## Task goal
Your output should be one number, which is how many lines in the material contain "quite".

## Records for the exercise
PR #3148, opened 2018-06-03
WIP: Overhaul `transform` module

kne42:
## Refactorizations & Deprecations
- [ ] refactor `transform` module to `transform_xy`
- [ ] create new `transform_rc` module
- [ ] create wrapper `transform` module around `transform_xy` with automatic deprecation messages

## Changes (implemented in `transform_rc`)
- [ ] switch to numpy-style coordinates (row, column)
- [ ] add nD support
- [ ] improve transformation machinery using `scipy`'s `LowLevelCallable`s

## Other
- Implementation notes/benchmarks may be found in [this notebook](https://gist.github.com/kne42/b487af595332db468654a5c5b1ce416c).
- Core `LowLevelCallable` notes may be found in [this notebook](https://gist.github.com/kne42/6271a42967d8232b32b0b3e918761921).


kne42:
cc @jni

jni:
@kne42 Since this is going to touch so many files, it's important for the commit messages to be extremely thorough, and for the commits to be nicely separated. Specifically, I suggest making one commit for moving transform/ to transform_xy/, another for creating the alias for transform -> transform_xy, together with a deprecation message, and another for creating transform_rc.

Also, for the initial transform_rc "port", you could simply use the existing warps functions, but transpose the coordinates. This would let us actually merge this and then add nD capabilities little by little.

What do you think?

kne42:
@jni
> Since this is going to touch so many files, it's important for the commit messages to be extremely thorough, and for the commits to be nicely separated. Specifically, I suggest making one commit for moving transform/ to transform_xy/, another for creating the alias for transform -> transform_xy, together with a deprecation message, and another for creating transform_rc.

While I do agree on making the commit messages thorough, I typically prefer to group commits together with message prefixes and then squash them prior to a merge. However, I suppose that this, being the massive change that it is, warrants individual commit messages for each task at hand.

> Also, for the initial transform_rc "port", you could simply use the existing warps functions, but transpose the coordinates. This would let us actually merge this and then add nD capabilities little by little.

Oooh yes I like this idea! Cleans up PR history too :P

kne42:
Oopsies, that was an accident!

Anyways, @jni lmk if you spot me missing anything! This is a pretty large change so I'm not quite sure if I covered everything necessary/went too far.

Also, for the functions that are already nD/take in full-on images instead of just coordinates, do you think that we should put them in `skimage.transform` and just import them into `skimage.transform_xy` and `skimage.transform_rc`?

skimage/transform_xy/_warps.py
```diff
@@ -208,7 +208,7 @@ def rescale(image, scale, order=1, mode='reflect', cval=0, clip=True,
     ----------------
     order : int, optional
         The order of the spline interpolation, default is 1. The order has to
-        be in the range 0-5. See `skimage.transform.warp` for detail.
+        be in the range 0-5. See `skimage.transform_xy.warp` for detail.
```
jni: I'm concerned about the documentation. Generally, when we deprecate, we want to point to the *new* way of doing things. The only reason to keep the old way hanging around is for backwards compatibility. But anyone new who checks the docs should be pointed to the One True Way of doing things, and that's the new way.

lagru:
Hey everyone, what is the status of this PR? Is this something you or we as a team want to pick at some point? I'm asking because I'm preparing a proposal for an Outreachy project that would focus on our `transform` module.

==

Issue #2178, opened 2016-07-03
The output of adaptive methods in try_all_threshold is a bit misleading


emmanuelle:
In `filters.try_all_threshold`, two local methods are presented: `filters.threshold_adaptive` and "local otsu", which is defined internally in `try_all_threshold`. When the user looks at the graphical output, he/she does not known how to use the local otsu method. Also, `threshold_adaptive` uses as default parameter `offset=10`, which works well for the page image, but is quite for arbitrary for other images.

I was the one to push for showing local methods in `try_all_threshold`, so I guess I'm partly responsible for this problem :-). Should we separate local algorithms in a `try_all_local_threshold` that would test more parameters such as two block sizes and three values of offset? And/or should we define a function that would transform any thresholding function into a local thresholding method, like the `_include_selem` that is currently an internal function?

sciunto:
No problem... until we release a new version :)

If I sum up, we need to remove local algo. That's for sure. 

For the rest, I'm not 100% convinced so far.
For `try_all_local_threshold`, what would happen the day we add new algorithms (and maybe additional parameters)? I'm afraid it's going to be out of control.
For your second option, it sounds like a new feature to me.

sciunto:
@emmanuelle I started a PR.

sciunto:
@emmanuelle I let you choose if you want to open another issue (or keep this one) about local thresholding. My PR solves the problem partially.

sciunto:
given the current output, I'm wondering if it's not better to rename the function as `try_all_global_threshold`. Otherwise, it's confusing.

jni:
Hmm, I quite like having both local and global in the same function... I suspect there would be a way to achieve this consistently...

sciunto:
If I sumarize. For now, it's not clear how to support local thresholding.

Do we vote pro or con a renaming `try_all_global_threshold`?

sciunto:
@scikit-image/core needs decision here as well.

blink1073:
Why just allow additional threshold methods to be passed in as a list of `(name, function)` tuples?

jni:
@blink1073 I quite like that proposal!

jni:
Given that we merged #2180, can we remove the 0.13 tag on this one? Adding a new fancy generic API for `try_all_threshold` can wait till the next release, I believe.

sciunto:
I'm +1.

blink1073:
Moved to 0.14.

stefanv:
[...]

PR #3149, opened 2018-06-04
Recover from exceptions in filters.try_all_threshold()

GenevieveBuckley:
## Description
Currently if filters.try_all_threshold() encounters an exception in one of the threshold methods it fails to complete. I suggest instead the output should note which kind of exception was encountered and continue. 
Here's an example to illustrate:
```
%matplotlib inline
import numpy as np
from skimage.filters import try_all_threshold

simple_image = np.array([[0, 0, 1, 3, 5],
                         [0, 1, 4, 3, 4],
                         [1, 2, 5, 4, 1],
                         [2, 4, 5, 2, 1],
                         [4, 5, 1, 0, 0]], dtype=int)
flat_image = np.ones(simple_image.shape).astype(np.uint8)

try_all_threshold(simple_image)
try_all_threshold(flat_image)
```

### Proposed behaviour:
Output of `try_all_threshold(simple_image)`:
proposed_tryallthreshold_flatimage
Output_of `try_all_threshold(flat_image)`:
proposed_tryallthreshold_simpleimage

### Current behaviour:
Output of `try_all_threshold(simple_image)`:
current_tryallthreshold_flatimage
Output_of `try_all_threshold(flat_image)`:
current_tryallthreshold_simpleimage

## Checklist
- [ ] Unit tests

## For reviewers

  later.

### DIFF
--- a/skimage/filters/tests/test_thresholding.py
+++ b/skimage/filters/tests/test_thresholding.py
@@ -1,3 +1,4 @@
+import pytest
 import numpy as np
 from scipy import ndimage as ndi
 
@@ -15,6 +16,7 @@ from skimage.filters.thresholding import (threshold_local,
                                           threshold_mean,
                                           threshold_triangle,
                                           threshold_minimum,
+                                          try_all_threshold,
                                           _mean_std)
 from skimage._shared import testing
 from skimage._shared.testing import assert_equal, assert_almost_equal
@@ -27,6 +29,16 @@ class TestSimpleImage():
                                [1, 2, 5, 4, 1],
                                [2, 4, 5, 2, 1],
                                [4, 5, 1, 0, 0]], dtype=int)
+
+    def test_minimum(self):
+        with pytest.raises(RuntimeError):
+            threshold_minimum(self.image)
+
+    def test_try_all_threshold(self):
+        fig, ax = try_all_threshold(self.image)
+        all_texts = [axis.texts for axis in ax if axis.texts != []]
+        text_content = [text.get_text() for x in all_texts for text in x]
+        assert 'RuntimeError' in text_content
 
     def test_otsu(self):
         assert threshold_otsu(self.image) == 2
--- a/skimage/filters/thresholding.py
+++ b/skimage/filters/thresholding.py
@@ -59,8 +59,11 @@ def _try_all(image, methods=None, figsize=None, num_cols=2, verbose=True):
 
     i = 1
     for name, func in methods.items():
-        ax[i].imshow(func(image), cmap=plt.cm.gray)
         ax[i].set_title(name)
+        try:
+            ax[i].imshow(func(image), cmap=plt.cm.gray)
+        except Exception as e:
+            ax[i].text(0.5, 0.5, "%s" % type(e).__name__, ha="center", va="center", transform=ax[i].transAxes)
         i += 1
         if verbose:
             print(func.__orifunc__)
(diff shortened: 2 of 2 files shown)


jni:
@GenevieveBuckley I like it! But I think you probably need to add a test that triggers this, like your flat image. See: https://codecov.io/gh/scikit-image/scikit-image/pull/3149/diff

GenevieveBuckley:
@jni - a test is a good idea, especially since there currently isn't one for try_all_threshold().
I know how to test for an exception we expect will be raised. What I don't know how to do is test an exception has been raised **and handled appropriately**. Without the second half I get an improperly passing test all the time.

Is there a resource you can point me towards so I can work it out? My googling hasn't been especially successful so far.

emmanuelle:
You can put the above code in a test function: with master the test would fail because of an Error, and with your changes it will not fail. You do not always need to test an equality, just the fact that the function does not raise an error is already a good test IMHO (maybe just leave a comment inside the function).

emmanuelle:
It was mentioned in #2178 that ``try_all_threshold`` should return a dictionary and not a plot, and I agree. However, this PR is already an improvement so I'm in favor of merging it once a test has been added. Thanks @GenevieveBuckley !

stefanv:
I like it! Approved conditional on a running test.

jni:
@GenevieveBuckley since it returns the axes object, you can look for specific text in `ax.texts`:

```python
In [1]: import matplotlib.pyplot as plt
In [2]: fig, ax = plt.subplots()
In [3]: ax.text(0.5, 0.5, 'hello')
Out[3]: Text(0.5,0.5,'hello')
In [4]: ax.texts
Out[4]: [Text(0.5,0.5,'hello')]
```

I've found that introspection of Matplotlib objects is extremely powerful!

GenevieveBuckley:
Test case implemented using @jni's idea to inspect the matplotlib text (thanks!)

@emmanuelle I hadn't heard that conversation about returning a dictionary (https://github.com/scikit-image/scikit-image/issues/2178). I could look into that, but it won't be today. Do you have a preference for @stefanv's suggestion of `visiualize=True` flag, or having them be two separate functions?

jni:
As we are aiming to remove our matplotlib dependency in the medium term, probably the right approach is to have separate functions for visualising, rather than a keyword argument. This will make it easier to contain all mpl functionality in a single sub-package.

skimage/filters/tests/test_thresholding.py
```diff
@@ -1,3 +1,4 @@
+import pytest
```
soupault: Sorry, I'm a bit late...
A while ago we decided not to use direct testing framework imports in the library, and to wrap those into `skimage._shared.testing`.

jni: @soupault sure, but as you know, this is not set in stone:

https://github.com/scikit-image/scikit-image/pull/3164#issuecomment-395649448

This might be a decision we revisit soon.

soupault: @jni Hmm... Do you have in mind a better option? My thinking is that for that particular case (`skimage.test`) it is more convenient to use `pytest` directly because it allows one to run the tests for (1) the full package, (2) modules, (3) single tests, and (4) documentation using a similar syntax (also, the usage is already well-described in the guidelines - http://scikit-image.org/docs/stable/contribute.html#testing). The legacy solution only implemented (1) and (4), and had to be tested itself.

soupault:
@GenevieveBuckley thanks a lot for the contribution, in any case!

## Solution to this task
4